- _Exercise description_
Restate word for word the lines of the data below, from the first through the one that has "This PR adds".

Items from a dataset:

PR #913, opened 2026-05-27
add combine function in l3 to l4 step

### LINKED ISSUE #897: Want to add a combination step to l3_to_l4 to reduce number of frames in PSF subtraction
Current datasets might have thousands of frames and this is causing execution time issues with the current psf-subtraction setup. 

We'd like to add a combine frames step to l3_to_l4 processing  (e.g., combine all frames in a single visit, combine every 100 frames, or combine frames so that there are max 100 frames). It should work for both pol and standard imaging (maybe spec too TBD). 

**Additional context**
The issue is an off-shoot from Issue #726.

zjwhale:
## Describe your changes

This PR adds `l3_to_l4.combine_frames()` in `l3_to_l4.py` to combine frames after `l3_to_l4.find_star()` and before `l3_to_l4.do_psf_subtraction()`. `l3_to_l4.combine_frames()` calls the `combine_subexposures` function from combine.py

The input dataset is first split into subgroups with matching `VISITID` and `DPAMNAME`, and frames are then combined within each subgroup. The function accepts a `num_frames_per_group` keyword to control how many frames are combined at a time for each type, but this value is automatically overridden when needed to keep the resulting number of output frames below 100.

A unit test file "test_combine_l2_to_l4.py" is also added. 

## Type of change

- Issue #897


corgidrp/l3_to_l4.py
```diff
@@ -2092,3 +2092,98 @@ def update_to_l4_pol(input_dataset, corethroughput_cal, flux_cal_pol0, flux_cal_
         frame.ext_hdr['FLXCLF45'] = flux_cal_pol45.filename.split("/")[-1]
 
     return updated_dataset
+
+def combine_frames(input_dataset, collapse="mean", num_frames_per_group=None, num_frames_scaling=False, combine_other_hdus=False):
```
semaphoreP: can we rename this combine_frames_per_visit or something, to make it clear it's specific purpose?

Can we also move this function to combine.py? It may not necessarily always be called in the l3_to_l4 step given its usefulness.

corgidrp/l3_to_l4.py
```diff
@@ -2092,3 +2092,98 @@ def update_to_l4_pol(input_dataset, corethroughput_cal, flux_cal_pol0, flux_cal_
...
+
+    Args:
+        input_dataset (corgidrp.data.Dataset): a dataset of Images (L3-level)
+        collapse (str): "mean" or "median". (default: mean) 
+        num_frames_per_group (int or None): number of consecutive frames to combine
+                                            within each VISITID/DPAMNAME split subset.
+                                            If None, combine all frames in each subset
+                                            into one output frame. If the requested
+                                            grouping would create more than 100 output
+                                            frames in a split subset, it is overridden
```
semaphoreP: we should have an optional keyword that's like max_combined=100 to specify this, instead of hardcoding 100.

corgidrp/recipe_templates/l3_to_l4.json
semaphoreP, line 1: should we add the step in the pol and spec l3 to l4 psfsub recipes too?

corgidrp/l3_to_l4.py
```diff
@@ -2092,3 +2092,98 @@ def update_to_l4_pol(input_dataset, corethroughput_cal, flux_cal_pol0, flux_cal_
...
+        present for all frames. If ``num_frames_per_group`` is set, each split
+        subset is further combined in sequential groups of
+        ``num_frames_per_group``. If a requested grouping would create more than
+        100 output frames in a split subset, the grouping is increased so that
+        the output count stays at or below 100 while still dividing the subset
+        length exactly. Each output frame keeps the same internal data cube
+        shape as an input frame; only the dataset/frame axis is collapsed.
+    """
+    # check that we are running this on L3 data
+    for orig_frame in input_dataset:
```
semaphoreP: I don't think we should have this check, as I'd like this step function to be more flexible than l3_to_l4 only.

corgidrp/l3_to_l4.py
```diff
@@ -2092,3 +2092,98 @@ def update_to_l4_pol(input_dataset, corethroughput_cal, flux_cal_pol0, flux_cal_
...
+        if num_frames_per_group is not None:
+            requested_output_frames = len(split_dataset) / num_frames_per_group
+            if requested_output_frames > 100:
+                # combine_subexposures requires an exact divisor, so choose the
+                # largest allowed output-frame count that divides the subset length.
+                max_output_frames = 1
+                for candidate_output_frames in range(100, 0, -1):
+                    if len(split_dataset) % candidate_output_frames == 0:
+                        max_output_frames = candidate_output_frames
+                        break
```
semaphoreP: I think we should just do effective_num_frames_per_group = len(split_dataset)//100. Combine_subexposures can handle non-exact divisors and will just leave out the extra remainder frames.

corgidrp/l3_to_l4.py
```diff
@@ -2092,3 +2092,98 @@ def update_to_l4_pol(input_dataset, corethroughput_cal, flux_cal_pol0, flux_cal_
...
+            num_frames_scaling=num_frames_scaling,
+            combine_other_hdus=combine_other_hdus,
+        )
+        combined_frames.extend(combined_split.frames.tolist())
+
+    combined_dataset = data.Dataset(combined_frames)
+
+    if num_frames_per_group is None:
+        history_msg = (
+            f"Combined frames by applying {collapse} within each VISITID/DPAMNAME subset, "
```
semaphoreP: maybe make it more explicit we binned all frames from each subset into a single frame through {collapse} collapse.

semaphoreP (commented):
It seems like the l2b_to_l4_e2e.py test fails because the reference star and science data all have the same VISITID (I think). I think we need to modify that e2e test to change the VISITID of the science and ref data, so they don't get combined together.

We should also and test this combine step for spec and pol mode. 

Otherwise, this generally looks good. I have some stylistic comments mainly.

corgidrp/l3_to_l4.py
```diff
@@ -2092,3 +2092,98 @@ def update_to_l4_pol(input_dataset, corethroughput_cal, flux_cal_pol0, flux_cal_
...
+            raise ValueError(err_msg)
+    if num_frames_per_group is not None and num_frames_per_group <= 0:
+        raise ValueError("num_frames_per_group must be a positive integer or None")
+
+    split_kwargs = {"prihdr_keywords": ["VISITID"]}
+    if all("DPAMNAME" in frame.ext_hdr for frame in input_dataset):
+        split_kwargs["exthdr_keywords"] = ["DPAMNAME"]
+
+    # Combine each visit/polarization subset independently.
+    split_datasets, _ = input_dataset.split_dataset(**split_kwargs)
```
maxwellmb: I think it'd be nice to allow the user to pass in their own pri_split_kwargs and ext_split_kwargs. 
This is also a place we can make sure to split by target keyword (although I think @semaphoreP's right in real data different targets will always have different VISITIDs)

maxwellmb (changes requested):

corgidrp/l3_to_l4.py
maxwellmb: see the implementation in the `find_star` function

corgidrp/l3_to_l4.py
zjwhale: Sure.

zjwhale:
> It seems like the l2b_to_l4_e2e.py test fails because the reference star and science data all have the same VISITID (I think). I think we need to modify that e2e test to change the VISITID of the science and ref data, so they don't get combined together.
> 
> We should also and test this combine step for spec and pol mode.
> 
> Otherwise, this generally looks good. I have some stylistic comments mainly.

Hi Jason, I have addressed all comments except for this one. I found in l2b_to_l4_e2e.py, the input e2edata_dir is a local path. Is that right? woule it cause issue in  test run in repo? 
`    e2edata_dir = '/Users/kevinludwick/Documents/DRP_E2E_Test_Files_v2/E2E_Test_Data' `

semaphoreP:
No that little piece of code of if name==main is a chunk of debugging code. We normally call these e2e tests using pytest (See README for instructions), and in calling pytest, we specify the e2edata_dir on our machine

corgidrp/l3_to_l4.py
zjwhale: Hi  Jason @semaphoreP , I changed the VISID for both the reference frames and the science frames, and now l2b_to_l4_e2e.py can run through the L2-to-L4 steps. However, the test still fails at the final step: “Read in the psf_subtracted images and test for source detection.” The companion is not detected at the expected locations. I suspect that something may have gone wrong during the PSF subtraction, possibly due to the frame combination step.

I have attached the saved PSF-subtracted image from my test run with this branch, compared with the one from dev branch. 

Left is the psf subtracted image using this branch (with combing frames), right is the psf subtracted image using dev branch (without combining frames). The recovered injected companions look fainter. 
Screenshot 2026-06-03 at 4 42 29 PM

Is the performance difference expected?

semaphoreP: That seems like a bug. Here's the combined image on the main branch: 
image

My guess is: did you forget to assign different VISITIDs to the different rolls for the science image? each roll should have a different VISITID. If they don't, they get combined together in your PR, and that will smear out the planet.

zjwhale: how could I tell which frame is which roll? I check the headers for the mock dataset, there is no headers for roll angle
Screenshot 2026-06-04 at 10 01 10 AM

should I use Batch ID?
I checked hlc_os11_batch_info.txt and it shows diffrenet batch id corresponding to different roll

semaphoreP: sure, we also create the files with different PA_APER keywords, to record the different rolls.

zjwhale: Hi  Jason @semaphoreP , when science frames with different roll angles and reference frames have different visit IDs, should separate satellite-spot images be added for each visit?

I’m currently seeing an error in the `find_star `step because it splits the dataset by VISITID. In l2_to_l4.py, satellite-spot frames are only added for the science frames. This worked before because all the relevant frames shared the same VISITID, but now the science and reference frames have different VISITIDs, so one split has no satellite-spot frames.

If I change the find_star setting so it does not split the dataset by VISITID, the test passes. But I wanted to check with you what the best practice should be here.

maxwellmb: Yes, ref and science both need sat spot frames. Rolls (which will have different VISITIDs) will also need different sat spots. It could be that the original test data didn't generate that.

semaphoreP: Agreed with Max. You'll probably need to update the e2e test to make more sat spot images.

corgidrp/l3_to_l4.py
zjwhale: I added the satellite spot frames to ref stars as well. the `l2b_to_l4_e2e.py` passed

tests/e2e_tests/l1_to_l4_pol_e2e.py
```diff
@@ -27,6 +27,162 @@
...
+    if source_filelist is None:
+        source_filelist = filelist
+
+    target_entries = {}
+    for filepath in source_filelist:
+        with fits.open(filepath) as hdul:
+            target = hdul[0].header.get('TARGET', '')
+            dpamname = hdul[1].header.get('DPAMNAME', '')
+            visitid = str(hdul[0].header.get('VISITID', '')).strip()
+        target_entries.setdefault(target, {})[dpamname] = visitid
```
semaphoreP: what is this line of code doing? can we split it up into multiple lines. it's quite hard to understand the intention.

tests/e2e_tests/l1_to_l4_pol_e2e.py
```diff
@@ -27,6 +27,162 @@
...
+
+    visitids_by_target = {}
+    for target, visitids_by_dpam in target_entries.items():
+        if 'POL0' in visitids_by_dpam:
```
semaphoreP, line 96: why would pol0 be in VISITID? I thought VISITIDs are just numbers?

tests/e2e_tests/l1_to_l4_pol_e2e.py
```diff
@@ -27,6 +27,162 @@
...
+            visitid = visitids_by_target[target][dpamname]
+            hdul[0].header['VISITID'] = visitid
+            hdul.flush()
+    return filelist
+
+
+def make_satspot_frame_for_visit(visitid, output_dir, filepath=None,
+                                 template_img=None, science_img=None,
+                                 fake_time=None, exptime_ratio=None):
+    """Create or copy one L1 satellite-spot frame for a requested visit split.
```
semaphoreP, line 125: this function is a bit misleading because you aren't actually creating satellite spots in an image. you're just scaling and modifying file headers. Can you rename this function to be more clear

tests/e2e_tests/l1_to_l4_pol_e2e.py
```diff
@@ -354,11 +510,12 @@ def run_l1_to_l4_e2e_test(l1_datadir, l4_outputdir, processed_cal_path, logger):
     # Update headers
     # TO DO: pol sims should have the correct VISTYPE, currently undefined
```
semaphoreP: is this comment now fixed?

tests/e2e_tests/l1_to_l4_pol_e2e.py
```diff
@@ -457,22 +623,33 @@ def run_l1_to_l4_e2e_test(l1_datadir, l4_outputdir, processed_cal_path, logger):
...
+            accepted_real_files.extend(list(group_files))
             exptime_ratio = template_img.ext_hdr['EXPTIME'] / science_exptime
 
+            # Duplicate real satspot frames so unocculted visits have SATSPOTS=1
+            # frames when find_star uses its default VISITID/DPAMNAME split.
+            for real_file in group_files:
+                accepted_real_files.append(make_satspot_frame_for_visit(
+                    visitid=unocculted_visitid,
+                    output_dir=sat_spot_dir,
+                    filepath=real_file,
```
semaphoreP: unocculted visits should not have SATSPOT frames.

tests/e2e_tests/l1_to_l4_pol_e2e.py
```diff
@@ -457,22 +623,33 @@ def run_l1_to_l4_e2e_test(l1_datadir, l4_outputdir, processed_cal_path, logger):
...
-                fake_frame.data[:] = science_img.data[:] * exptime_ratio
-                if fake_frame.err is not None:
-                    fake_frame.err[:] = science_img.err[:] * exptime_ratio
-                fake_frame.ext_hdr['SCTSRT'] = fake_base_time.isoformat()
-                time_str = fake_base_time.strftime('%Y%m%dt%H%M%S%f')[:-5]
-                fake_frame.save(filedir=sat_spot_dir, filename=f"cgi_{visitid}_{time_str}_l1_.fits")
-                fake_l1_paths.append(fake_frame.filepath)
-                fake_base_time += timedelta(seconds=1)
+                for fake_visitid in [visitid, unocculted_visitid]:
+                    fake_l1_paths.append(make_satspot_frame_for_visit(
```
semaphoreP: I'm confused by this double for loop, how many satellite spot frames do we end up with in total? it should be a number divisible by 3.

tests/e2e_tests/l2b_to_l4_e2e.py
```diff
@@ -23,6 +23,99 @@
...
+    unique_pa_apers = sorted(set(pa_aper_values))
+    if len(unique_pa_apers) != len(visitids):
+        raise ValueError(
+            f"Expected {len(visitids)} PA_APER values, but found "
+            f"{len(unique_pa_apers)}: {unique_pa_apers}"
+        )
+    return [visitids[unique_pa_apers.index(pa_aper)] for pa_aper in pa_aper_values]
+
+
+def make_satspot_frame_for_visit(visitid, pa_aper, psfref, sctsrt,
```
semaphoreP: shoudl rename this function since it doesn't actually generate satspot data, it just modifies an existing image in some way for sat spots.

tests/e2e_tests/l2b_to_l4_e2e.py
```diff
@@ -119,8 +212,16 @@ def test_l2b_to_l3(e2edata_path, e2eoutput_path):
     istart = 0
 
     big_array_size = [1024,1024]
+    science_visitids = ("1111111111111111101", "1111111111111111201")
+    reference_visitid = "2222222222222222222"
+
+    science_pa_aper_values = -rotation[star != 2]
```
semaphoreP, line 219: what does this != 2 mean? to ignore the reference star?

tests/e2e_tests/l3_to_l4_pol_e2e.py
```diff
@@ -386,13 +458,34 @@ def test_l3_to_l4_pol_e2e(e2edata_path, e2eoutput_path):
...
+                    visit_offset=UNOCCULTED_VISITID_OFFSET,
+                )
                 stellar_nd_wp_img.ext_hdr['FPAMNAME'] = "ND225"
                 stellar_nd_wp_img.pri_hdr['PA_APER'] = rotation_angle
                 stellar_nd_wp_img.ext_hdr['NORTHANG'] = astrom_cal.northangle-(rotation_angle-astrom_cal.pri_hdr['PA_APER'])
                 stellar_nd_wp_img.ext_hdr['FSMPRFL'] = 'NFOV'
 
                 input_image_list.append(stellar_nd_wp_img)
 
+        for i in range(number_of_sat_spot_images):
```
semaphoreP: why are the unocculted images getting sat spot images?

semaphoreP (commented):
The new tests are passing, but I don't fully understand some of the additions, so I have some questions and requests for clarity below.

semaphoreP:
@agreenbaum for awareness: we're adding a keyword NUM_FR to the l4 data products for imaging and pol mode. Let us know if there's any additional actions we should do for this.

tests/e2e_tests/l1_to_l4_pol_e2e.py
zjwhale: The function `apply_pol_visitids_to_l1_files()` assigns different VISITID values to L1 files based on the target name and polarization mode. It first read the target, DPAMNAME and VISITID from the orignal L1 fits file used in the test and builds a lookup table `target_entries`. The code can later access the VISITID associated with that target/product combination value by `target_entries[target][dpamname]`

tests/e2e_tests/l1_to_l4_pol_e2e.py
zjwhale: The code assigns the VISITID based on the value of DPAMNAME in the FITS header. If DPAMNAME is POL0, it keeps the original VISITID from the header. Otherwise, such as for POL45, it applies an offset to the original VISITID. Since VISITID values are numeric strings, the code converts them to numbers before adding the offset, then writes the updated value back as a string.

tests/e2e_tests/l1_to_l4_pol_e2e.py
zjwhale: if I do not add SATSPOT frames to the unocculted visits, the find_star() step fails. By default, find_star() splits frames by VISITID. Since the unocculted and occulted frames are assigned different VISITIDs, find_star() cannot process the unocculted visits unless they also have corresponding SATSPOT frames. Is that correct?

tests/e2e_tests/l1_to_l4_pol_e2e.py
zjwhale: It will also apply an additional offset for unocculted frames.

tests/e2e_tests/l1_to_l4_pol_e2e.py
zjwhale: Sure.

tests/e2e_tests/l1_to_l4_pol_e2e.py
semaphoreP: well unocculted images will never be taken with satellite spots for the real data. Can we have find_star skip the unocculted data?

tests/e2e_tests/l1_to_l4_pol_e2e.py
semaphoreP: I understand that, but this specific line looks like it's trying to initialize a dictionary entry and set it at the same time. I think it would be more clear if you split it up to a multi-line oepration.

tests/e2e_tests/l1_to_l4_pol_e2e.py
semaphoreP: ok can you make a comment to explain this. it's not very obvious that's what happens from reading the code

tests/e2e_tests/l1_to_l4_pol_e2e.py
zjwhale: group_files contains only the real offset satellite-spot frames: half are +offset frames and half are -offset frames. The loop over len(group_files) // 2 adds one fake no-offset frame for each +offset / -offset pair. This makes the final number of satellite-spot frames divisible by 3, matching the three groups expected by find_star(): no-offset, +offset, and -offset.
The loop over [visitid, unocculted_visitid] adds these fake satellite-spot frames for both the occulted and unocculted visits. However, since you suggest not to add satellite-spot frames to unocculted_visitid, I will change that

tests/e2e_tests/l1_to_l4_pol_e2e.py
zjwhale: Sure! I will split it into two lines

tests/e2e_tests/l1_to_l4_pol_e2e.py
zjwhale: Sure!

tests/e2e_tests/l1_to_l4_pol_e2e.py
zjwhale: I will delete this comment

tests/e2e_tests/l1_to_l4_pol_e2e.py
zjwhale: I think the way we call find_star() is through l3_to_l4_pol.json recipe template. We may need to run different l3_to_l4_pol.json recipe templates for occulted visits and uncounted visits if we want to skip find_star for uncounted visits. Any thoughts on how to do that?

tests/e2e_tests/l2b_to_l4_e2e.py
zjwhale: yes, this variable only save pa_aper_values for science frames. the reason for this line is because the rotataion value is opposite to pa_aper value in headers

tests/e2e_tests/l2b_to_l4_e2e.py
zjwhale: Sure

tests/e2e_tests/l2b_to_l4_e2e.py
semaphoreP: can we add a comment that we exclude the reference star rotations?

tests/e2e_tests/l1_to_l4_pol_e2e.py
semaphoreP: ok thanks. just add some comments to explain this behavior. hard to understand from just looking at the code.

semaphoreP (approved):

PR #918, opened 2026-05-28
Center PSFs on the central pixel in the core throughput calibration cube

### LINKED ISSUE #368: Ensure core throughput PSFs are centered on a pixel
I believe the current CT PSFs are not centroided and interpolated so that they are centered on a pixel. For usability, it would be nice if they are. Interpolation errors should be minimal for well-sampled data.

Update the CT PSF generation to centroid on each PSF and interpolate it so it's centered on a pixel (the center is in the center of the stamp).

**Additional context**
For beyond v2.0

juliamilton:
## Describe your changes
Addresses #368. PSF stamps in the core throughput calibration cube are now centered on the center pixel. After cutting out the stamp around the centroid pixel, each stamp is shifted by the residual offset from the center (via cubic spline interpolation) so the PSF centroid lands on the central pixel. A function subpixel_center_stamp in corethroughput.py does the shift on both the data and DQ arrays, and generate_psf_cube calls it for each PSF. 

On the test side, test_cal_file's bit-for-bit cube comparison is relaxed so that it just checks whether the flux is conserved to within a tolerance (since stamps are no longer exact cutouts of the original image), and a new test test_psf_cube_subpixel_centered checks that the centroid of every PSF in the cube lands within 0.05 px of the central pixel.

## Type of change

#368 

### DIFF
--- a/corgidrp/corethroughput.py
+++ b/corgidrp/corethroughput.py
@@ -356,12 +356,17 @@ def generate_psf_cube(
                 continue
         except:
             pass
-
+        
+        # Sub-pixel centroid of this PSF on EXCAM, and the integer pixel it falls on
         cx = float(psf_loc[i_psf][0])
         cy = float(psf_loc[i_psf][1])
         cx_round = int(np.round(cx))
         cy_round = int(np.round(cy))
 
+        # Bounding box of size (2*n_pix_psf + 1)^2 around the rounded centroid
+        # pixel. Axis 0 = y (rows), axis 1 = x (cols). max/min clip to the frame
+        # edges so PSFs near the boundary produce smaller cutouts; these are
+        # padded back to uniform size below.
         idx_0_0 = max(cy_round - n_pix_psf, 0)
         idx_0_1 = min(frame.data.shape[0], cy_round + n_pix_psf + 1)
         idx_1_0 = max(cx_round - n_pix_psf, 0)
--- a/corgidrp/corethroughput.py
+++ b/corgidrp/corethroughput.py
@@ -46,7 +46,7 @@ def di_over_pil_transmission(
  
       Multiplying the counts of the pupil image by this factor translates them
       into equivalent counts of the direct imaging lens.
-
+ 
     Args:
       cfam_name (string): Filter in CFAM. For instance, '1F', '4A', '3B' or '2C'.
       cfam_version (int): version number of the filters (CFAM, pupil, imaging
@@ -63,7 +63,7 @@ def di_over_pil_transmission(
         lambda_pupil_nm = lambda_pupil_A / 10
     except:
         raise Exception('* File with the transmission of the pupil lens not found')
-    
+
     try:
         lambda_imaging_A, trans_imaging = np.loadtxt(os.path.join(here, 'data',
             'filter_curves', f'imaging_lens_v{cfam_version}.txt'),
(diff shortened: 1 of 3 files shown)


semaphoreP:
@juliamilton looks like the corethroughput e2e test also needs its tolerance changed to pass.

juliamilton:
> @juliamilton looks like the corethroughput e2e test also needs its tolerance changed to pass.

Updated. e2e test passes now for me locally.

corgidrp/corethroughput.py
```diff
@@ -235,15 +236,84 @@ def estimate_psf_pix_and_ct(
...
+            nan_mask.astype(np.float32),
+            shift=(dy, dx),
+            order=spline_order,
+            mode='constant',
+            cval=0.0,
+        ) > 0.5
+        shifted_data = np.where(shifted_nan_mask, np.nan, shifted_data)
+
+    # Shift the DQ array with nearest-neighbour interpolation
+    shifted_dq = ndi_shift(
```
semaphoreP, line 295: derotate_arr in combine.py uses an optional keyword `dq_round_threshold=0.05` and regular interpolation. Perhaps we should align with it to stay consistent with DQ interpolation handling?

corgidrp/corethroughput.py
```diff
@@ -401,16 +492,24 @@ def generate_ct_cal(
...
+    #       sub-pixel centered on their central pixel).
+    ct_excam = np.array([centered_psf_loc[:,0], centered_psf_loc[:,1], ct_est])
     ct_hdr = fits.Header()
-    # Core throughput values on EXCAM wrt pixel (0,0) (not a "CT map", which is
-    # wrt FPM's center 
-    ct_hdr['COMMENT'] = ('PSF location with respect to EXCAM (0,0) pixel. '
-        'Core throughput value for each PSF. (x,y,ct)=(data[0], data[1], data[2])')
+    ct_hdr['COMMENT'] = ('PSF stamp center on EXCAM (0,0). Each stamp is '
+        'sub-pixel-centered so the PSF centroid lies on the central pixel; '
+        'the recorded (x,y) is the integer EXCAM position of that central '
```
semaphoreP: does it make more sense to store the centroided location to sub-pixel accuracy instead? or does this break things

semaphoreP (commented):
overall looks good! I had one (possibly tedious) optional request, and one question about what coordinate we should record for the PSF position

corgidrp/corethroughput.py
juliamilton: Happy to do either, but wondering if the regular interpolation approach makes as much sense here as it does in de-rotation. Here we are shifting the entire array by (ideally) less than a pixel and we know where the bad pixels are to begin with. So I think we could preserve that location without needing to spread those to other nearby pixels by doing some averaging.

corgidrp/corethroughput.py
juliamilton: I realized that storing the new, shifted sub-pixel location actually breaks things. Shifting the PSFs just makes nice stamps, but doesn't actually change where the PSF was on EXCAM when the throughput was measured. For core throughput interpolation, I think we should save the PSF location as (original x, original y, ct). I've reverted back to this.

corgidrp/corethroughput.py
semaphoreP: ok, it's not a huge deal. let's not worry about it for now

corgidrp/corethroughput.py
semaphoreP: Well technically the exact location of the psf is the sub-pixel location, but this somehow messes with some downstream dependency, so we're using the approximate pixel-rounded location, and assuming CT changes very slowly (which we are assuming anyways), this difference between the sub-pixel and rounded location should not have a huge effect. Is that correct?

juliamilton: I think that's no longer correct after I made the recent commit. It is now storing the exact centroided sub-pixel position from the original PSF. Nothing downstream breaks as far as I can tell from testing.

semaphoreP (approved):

- _Response to this task_
PR #913, opened 2026-05-27
add combine function in l3 to l4 step

### LINKED ISSUE #897: Want to add a combination step to l3_to_l4 to reduce number of frames in PSF subtraction
Current datasets might have thousands of frames and this is causing execution time issues with the current psf-subtraction setup. 

We'd like to add a combine frames step to l3_to_l4 processing  (e.g., combine all frames in a single visit, combine every 100 frames, or combine frames so that there are max 100 frames). It should work for both pol and standard imaging (maybe spec too TBD). 

**Additional context**
The issue is an off-shoot from Issue #726.

zjwhale:
## Describe your changes

This PR adds `l3_to_l4.combine_frames()` in `l3_to_l4.py` to combine frames after `l3_to_l4.find_star()` and before `l3_to_l4.do_psf_subtraction()`. `l3_to_l4.combine_frames()` calls the `combine_subexposures` function from combine.py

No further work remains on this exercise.